It is apparent that improved processing techniques are available and are easily implemented (not surprising considering the simple techniques presently used). The remainder of the paper will look at these approaches in a more quantitative manner. This is best done by constructing artificial data where the “true” values are known and potential biases can be investigated.

## 3. Simulation procedure

The generation of artificial data with appropriate signal statistics have been widely used to study various radar velocity estimators (e.g., Zrnic 1975; and many others since). A “clean” dataset (i.e., no clutter) can be generated by taking a (Gaussian above a noise floor) power spectrum, say over 4096 points, and multiplying each spectral coefficient by −ln([0, 1]), where [0, 1] represents a random number taken from a uniform distribution between 0 and 1. An amplitude spectrum is then simply obtained by taking the square root of the power spectrum. This results in each spectral point having an exponential power distribution and Rayleigh amplitude distribution. The spectral phase is given by 2*π* times random numbers taken from a different [0, 1] distribution. A complex time series with appropriate statistical characteristics and known Doppler shift and spectral width is obtained by taking an inverse Fourier transform of the resulting complex amplitude spectrum, and segments of the time series are then used as data.

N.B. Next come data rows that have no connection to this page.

PR #13695, opened 2025-06-25
Fix Windows CI for Ruby 3.4

hsbt:
https://github.com/ruby/ruby/actions/runs/15866161213/job/44733343866 is failing now. It may be fixed with the following commit.

e1adb6cb15129a54df0c55a337e98b92b2a55e3f

```
Win: Suppress false warnings from Visual C 17.14.1

https://developercommunity.visualstudio.com/t/warning-C5287:-operands-are-different-e/10877942?

It is not able to silence "operands are different enum types" warnings, even using an explicit cast, as the message says.
```

### DIFF
--- a/.github/workflows/windows.yml
+++ b/.github/workflows/windows.yml
@@ -96,13 +96,6 @@ jobs:
           windows-toolchain: none
         if: ${{ matrix.os != '2025' }}
 
-      - name: Export GitHub Actions cache environment variables
-        uses: actions/github-script@v7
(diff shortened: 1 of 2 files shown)


hsbt:
I will replace binary cache strategy for vcpkg after resolving the current issue.

hsbt:
https://github.com/ruby/ruby/actions/runs/15868941715/job/44757107844 vcpkg cache is working now.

Clutter can be added to the above time series in several ways. The clutter may be approximated by the sum of a few slowly varying sinusoids or alternatively, as is done here, a separate time series is obtained in the same manner as the previous paragraph but with a narrow power spectrum corresponding to slowly fading clutter. This latter approach tacitly assumes that the clutter will have similar statistical characteristics to the weather signal, which is reasonable. An example of the real part of a complex time series is shown in Fig. 3. Note the similarity to the example of an observed time series in Fig. 2, although the clutter amplitude is about a factor of 2 higher compared with the clear-air signal in the observations.

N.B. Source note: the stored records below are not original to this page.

PR #13696, opened 2025-06-25
Fix missing write barrier when on too_complex

jhawthorn:
We were creating a new fields object, and then inserting into it without a write barrier.

I was looking into this because of this CI failure: https://rubyci.s3.amazonaws.com/debian11/ruby-master/log/20250624T213003Z.fail.html.gz

```
/home/chkbuild/chkbuild/tmp/build/20250624T213003Z/ruby/test/openssl/utils.rb:234: [BUG] try to mark T_NONE object
ruby 3.5.0dev (2025-06-24T20:41:45Z master 3b602c952d) +PRISM [x86_64-linux]
```

When running OpenSSL::TestSSL, wbcheck reports:

    OpenSSL::TestSSL#test_tlsext_hostname
    WBCHECK ERROR: Missed write barrier detected!
      Parent object: 0x7ce8b3a390c0 (wb_protected: true)
        rb_obj_info_dump: 0x00007ce8b3a390c0 T_IMEMO/<fields>
      Reference counts - snapshot: 1, writebarrier: 1, current: 4, missed: 2
      Missing reference to: 0x7c08b4110750
        rb_obj_info_dump: 0x00007c08b4110750 OpenSSL/X509/OpenSSL::X509::Certificate OpenSSL/X509
      Missing reference to: 0x7c08b4128dd0
        rb_obj_info_dump: 0x00007c08b4128dd0 OpenSSL/EVP_PKEY/OpenSSL::PKey::RSA OpenSSL/EVP_PKEY

Another thing I noticed is that in some other cases (for T_OBJECT?), we're allocating an st_table first and only after assigning it to the object. That _might_ be fine, but I wonder if that could fail under autocompact. I kept this building the table first and then inserting with a writebarrier after for that reason.


byroot:
> we're allocating an st_table first and only after assigning it to the object. That might be fine, but I wonder if that could fail under autocompact.

It's supposed to be fine because the table is created with the right size, so it's not supposed to allocate.

variable.c
```diff
@@ -1645,6 +1645,32 @@ rb_obj_init_too_complex(VALUE obj, st_table *table)
...
 
+static int
+imemo_fields_complex_from_obj_i(ID key, VALUE val, st_data_t arg)
+{
+    VALUE fields = (VALUE)arg;
+    st_table *table = rb_imemo_fields_complex_tbl(fields);
+
+    RUBY_ASSERT(!st_lookup(table, (st_data_t)key, NULL));
+    st_add_direct(table, (st_data_t)key, (st_data_t)val);
+    RB_OBJ_WRITTEN(fields, Qundef, key);
```
byroot: The key is an `ID` so it doesn't need a write barrier AFAIK.

PR #13701, opened 2025-06-25
Introduce Namespace#eval

tenderlove:
This commit adds an `eval` method to `Namespace` that takes a string and evaluates the string as Ruby code within the context of that namespace.

For example:

```ruby
n = Namespace.new

n.eval("class TestClass; def hello; 'from namespace'; end; end")

instance = n::TestClass.new
instance.hello # => "from namespace"
```

[Feature #21365]


tagomoris:
LGTM 👍

PR #13703, opened 2025-06-25
Fix the exception when trying to copy procs for Ractors

tenderlove:
`rb_obj_clone` can possibly raise an exception, and the exception isn't always helpful.  This commit catches the exception and raises an IsolationError telling the user what went wrong.

Before this commit:

```
> ruby -e'Ractor.make_shareable(->{}, copy:true)'
<internal:ractor>:828:in 'Ractor.make_shareable': allocator undefined for Proc (TypeError)
	from -e:1:in '<main>'
```

After this commit:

To keep the discussion general, the frequencies will be given as degrees of phase change per time step (Δ*t*) (as for a pulse-pair estimator), with the Nyquist velocity corresponding to 180°/Δ*t.* Each velocity estimate is made from a 4096-point time sequence broken up into 128-point segments. Thirty-two power spectra (after windowing/detrending/filtering of each 128-point segment) are then averaged. A number of values around zero frequency are replaced by the average of the values on either side of the suppression window, as in the NOAA network profilers (Barth et al. 1994). The velocity is then estimated using the technique described in Strauch et al. (1984) and May and Strauch (1989). The point of maximum power spectral density is found, and the first moment of the spectrum is calculated over an interval from the peak down to where the spectrum first crosses the noise floor on either side of the peak (shaded area in Fig. 1). This algorithm is widely used, for example, by the wind profiler demonstration network profilers, Radian boundary layer profilers, and the Aeronomy and Environmental Technology Laboratories of NOAA research profilers. Of course, other algorithms are possible and will suffer to a greater or lesser extent from clutter problems. Biases and standard deviations are estimated from a collection of 40 simulated datasets. Here, the bias is defined by the mean velocity estimated from the data subtracted from the model Doppler velocity.

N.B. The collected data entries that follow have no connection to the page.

PR #13705, opened 2025-06-25
Assert AR table entry stability on replace

sferik:
Improve hash internal iteration by verifying that AR table entries remain stable after `st_update_callback_func` replaces a key-value pair. Fixes a [TODO](https://github.com/ruby/ruby/commit/72825c35b0d8b9d566663de961fddbf4f010fff7#diff-2894a90fd17590e4f7afd08dfd8505526d5283e09fea645cc7a7d4873936bdffR864) by @ko1 from 2019.

### DIFF
--- a/hash.c
+++ b/hash.c
@@ -882,8 +882,9 @@ ar_general_foreach(VALUE hash, st_foreach_check_callback_func *func, st_update_c
                 if (replace) {
                     (*replace)(&key, &val, arg, TRUE);
 
-                    // TODO: pair should be same as pair before.
-                    pair = RHASH_AR_TABLE_REF(hash, i);
+                    // Pair should not have moved
+                    HASH_ASSERT(pair == RHASH_AR_TABLE_REF(hash, i));
+
                     pair->key = (VALUE)key;
                     pair->val = (VALUE)val;
                 }


hash.c
```diff
@@ -880,10 +880,11 @@ ar_general_foreach(VALUE hash, st_foreach_check_callback_func *func, st_update_c
                 return 0;
               case ST_REPLACE:
                 if (replace) {
+                    ar_table_pair *orig_pair = pair;
                     (*replace)(&key, &val, arg, TRUE);
 
-                    // TODO: pair should be same as pair before.
                     pair = RHASH_AR_TABLE_REF(hash, i);
+                    HASH_ASSERT(orig_pair == pair);
```
jhawthorn: Reading this, I think what the original TODO may have intended is that in non-debug builds, maybe we don't need to do the `RHASH_AR_TABLE_REF` lookup a second time? What do you think?

```suggestion
                    (*replace)(&key, &val, arg, TRUE);

                    // Pair should not have moved
                    HASH_ASSERT(pair == RHASH_AR_TABLE_REF(hash, i));
```

sferik: This makes sense to me. I tried committing your patch but got the error:

> Applying suggestions on deleted lines is currently not supported.

I'm going to manually apply your patch and push it for review.

I'd love for @ko1 to comment on his original intent for this TODO.a

sferik:
@jhawthorn Anything else you need me to change before this is merged?

jhawthorn:
Nope! I meant to merge this last week.

jhawthorn:
It's nice to see you opening PRs to Ruby Erik ❤️

sferik:
Thanks! Now that they're being merged, I'm encouraged to make some more!

PR #13707, opened 2025-06-25
Freeze UNUSABLE_CHARS constant

sferik:
The constant listing invalid characters for temporary file names is now frozen to prevent accidental modification, aligning it with the other constants in the module.


nobu:
This file has `frozen_string_literal: true` already.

The model signal-to-noise ratio is set at 13 dB, a fairly high value, but clutter is most important at lower altitudes where the signals are strong. The normalized spectral width *σ*_{vn} is defined as *σ*_{vn} = *σ*/2*V*_{n}, where *σ* is the spectral width and *V*_{n} is the Nyquist velocity. The results to be discussed use a single value of *σ*_{vn} (0.03), but simulations have been performed over a range of widths (0.015–0.12). The results are not very sensitive to the spectral width of the clear-air signal. Obviously, there are some quantitative differences, but these are small and the discussion is quite general.

## 4. Impact of clutter

### a. Standard processing

As mentioned, standard processing uses either the raw time series of complex signal amplitude (rectangular window) or a series with a Hanning window applied to them. Figure 4 shows a sample of the averaged power spectrum where these two approaches have been used. Note the similarity to the observed spectra shown in Fig. 2c. In Fig. 4, the replacement of only the DC component (dotted) and the effect of 3-point suppression (solid) is illustrated. As discussed previously, energy has been fed from the clutter into the adjacent frequencies by the Hanning filter, but the power at frequencies greater than 1 point away from DC is reduced compared to the rectangular window (raw) case. The [sin(*x*)/*x*]^{2} frequency response of the rectangular window is easily seen. With the 3-point suppression a clutter peak is still evident in the Hanning spectrum, but its amplitude relative to the raw spectrum is much reduced.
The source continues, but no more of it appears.